> Exercise goal:
From the entries provided below, copy each line that contains the word "automock".

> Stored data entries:
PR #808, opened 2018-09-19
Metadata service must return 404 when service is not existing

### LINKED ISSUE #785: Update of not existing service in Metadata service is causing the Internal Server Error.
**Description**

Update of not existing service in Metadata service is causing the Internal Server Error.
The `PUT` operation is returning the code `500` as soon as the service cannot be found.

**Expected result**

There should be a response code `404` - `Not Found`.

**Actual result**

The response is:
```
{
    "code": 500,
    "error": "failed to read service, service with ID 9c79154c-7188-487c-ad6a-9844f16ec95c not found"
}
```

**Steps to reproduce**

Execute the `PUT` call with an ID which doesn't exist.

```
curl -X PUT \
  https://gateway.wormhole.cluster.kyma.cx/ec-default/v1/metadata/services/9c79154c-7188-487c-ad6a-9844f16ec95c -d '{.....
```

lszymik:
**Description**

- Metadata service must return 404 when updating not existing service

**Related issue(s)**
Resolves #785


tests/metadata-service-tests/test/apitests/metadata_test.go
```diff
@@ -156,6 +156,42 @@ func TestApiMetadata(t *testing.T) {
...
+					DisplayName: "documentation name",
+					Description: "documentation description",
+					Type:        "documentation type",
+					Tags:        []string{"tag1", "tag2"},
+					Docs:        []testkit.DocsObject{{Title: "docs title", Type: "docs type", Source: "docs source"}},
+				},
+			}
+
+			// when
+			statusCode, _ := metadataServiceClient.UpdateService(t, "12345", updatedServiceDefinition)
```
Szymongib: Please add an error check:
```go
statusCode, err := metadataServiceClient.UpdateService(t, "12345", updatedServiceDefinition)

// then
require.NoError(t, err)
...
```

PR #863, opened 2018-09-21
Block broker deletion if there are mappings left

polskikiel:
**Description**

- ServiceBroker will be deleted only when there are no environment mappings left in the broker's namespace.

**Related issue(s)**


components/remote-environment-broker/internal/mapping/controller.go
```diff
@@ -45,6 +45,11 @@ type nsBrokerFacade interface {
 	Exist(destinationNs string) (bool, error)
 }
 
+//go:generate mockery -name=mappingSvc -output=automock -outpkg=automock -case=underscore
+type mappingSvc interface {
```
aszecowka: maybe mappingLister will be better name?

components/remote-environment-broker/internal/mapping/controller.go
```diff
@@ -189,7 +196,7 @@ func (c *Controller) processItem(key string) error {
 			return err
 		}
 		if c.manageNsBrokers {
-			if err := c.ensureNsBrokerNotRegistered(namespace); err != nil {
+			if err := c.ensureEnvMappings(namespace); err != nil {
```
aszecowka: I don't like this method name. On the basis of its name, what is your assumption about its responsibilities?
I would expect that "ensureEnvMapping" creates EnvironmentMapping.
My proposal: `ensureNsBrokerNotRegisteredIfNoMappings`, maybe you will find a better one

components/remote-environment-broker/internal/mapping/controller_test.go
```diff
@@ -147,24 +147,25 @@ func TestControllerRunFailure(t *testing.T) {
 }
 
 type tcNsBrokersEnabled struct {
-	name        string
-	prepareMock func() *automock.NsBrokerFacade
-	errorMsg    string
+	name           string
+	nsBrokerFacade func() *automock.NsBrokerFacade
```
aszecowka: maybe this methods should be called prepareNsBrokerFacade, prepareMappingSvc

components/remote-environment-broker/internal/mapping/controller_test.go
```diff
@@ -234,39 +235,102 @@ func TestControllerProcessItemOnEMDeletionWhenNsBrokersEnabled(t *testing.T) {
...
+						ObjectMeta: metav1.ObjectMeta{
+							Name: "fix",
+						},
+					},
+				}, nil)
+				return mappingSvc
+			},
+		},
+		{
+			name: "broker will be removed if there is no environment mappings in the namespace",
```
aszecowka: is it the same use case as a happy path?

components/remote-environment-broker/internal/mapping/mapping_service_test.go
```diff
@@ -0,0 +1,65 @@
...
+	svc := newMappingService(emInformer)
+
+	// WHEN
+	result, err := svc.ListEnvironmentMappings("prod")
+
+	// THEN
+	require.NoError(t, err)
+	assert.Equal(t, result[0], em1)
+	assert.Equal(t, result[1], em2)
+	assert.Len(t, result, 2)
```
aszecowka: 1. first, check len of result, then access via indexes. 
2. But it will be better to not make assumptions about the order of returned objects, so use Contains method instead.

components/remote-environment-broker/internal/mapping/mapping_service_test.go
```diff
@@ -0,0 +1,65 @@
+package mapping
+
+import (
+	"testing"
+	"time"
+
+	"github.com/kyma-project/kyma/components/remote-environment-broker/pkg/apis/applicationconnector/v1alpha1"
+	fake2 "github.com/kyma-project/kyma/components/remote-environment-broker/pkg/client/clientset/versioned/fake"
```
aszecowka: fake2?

> Completed exercise:
+//go:generate mockery -name=mappingSvc -output=automock -outpkg=automock -case=underscore
-	prepareMock func() *automock.NsBrokerFacade
+	nsBrokerFacade func() *automock.NsBrokerFacade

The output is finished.